© RTL
Foreign-controlled companies accounted for 88.6% of Luxembourg’s services exports in 2023, the highest share in the European Union.
According to new Eurostat data, Luxembourg was followed by Ireland (79.1%) and the Netherlands (63.7%) in the share of foreign-controlled service exports.
© Eurostat
Across the EU, services worth €1.44 trillion were exported to countries outside the bloc. More than half of this total, 53.5%, came from large enterprises with at least 250 employees.
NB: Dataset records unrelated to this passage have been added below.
PR #87275, opened 2024-01-16
Add support for default arguments in utility functions

LeoBelda:
Facilitate godotengine/godot-proposals#4425

Made use of helpers from `binder_common.h` to support default arguments in utility functions, the same way it is done in `variant_call.cpp` for static functions. 
Updated doc_tools, api_dump, and tests related to utility functions.

Tested locally by adding `tolerance` as a default argument of `is_zero_approx()`, (see https://github.com/godotengine/godot/commit/c8d6367a9cd8a1d96266fc20777638d1166ba80e), and validated that:
- using `is_zero_approx()` in GDscript with/without the default argument was giving the expected result
- the documentation was correctly generated  
image
- the hints were correctly displaying default arguments 
image


Chaosus:
@LeoBelda This needs to be rebased. Just a reminder.

LeoBelda:
@Chaosus Sorry I couldn't be present for a while, thanks for updating and fixing that code in the other PR, I'm closing this one

PR #87277, opened 2024-01-16
[macOS] Handle Trackpad / Magic Mouse swipe events and simulate XBUTTON1 / XBUTTON2 buttons.

### LINKED ISSUE #86393: Godot doesn't capture the physical 'back' and 'forward' buttons of my mouse
### Tested versions

4.2.1

### System information

Godot v4.2.1.stable - macOS 14.2.0, using a Logitech MX Master 3S mouse with the Steermouse system settings plugin instead of Logitech's own garbage configuration software

### Issue description

The editor doesn't capture the physical 'back' and 'forward' buttons of my mouse, meaning I can't conveniently go back and forth in the script editor. And before we go blaming the Steermouse system settings plugin: the back and forward buttons work in all other applications where it makes sense (eg. browser, mail, text editors, other IDE's, etc) so Godot is specifically not tracking these buttons.

I have `interface/editor/mouse_extra_buttons_navigate_history` enabled.

Perhaps this has something to do with the fact that I'm on macOS and the input enums for the back and forward button have a comment saying those buttons are windows only, meaning that it never worked on macOS in the first place: https://github.com/godotengine/godot/blob/9d1cbab1c432b6f1d66ec939445bec68b6af519e/core/input/input_enums.h#L120

### Steps to reproduce

Get yourself a mouse with back and forward buttons! Then put this in a script in an empty project in Godot:
```
func _input(event):
	print(event)
```
and then run from the editor on Mac. Press the back and forward buttons on the mouse: notice that nothing related to the back and forward buttons is in the output.

N/A

bruvzg:
Back/forward physical buttons on the mouse (at least on Logitech MX Master) also trigger the same swipe events (not mouse events).

Fixes https://github.com/godotengine/godot/issues/86393

### DIFF
--- a/platform/macos/godot_content_view.h
+++ b/platform/macos/godot_content_view.h
@@ -72,7 +72,7 @@
 
 - (void)processScrollEvent:(NSEvent *)event button:(MouseButton)button factor:(double)factor;
 - (void)processPanEvent:(NSEvent *)event dx:(double)dx dy:(double)dy;
-- (void)processMouseEvent:(NSEvent *)event index:(MouseButton)index pressed:(bool)pressed;
+- (void)processMouseEvent:(NSEvent *)event index:(MouseButton)index pressed:(bool)pressed outofstream:(bool)outofstream;
 - (void)setWindowID:(DisplayServer::WindowID)wid;
 - (void)updateLayerDelegate;
 - (void)cancelComposition;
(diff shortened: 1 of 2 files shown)


akien-mga (approved):

akien-mga:
Thanks!

PR #85583, opened 2023-12-01
Fix `InputEventMouseMotion` is sent to the wrong `Popup` on Windows

Maran23:
This fixes that a `Popup` may do not get mouse motion events, although it should.
 The consequences were that e.g. a tooltip for a popup item blocked highlighting. (https://github.com/godotengine/godot/issues/70361)
Another issue is, that opening a sub menu blocks the main menu. (https://github.com/godotengine/godot/issues/77246)

The logic now always uses the window that was chosen by Windows itself, which is always the right thing.
The popup behaviour is now the same as on linux and feels much more crisp (tested on a SteamDeck).

I also tested and made sure that bugs like https://github.com/godotengine/godot/issues/69368 do not reappear, since the code written was partly to fix this issue.

Note for testers: `display/window/subwindows/embed_subwindows` needs to be disabled to test this in games.

Fixes: https://github.com/godotengine/godot/issues/70361
Fixes: - https://github.com/godotengine/godot/issues/77246 (only on Windows, not on MacOS)
Fixes: https://github.com/godotengine/godot/issues/66273
Fixes: https://github.com/godotengine/godot/issues/73926

PR #87280, opened 2024-01-16
Display path in tooltips of sub-resource list

KoBeWi:
List of scene's sub-resources lists them using either names or "unnamed". Sometimes it might be desirable to know the path of resource (mostly when you have an error in built-in script and it can't be opened directly), so this PR adds it in the tooltip:
image
Though seems like PopupMenu and tooltips don't work that well together due to some hover issues 🤔

### DIFF
--- a/editor/scene_tree_dock.cpp
+++ b/editor/scene_tree_dock.cpp
@@ -3998,6 +3998,7 @@ void SceneTreeDock::_list_all_subresources(PopupMenu *p_menu) {
 			}
 
 			p_menu->add_item(display_text);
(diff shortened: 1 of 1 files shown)


Maran23:
I created a PR to deal with the popup mouse hover tooltip problems you mentioned: https://github.com/godotengine/godot/pull/85583
Feel free to test if this fixes the problem in this case. It did for the menu.

YuriSizov (approved):

KoBeWi:
@Maran23 Yeah, your PR makes it much more usable.

YuriSizov:
Thanks!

Small firms accounted for 14.2% of exports, medium-sized businesses for 10%, and 22.3% came from companies whose size was not reported.
Large enterprises dominated exports in Germany (72.8%), Finland (66.7%) and Denmark (66%), while Malta (68.4%) and Estonia (59.6%) stood out for the high share of small-company exporters.
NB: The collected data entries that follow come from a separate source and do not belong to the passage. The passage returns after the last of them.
PR #2796, opened 2015-11-16
Improved gamepad support on windows and linux

27thLiz:
Uses SDL2 gamepad mappings, supports hot-swapping on windows and fixes some issues like MS$ keyboards being recognized as joysticks on linux. 
It should now also be easy to add support for force-feedback/rumble .

If your gamepad is not in the built-in list, you can add it's mapping via the env variable "SDL_GAMECONTROLLERCONFIG"
Based of punto- 's work in #1464 , thanks for that ;)

Sorry for unnecessary commits, I'm new to git and didn't know about rebase :/

PR #87286, opened 2024-01-17
Fix `#if *_ENABLED` inconsistencies, should check if defined

akien-mga:
Redo and extension of #87272 for the `master` branch.
See https://github.com/godotengine/godot/pull/87272#issuecomment-1895372574 for rationale.

This shouldn't change behavior, but makes things consistent with the rest of the codebase and less error prone.

### DIFF
--- a/core/input/input_builders.py
+++ b/core/input/input_builders.py
@@ -45,10 +45,10 @@ def make_default_controller_mappings(target, source, env):
                 platform_mappings[current_platform][guid] = line
 
     platform_variables = {
-        "Linux": "#if LINUXBSD_ENABLED",
+        "Linux": "#ifdef LINUXBSD_ENABLED",
         "Windows": "#ifdef WINDOWS_ENABLED",
         "Mac OS X": "#ifdef MACOS_ENABLED",
-        "Android": "#if defined(__ANDROID__)",
+        "Android": "#ifdef ANDROID_ENABLED",
         "iOS": "#ifdef IOS_ENABLED",
         "Web": "#ifdef WEB_ENABLED",
     }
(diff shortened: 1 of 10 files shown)


YuriSizov (approved):

core/input/input_builders.py
```diff
@@ -45,10 +45,10 @@ def make_default_controller_mappings(target, source, env):
                 platform_mappings[current_platform][guid] = line
 
     platform_variables = {
-        "Linux": "#if LINUXBSD_ENABLED",
+        "Linux": "#ifdef LINUXBSD_ENABLED",
         "Windows": "#ifdef WINDOWS_ENABLED",
         "Mac OS X": "#ifdef MACOS_ENABLED",
-        "Android": "#if defined(__ANDROID__)",
+        "Android": "#ifdef ANDROID_ENABLED",
```
akien-mga, line 51: I added this, which is the only functional change in this PR.
I couldn't see a reason why this one used a compiler-provided macro instead of our own like other platforms.

I guess at the time it was authored we might not have had an `ANDROID_ENABLED` define yet? Or it was just an oversight.

akien-mga: Did a quick blame trip, seems like this was added in 40b0c5583493ca34e5a1f3623cb122b98d74cc52 as is, but that was copied from the defines used at the time in `main/input_default.cpp`. And those date back to af633c794179d29a4bf0c01983c8b08d14553596, which already had the `ANDROID_ENABLED` define, so I think this was just an oversight.

YuriSizov: > which already had the `ANDROID_ENABLED` define

Well, we had it since GODOT IS OPEN SOURCE, so I think your assessment is correct. It's strange, because it's inconsistent, but you'd have to ask Ariel about it, because it originates from https://github.com/godotengine/godot/pull/2796/commits/0d807264a1d6cf6c6055171021f7e984bdce5b1d.

YuriSizov:
Thanks!

PR #87293, opened 2024-01-17
Improve editor theme generation after the refactor

YuriSizov:
Follow-up to https://github.com/godotengine/godot/pull/87085.

- Fixes a bug with the color mode of icons and fonts not respecting the color preset.
- Fixes a bug with the benchmark by moving benchmarking code to the main class and tracking the number of runs.
- As a cleanup step, moves `is_dark_theme()` from `EditorSettings` to `EditorThemeManager`.
- Adds a hashing mechanism to easily compare editor settings affecting the theme generation.
- Updates the icon generation to use this mechanism, and adds notes for future improvements to fonts and styles.
- Properly tracks the `subresource_hue_tint` setting and accounts for it when deciding to regenerate the theme.
- Removes `EDITOR_GET`s from `editor_icons.cpp` to better consolidate them in the main file.
  - This also needs to be done in some way to `editor_fonts.cpp`, but that's a more complex task for now. 
- Some less notable cleanup.

### DIFF
--- a/editor/debugger/editor_performance_profiler.cpp
+++ b/editor/debugger/editor_performance_profiler.cpp
@@ -31,9 +31,9 @@
 #include "editor_performance_profiler.h"
 
 #include "editor/editor_property_name_processor.h"
-#include "editor/editor_settings.h"
 #include "editor/editor_string_names.h"
 #include "editor/themes/editor_scale.h"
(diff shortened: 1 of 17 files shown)


akien-mga (approved):
Looks good to me from a cursory review.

In Luxembourg, the dominance of foreign-controlled exporters underlines how globalised the country’s services sector has become. Financial, fund management and professional service firms headquartered abroad account for much of the country’s trade, a structure that makes the Grand Duchy highly exposed to international market shifts.
By contrast, exports were mainly driven by domestically controlled firms in Denmark (70%), Finland (62.3%), Malta (59.8%) and France (59.3%).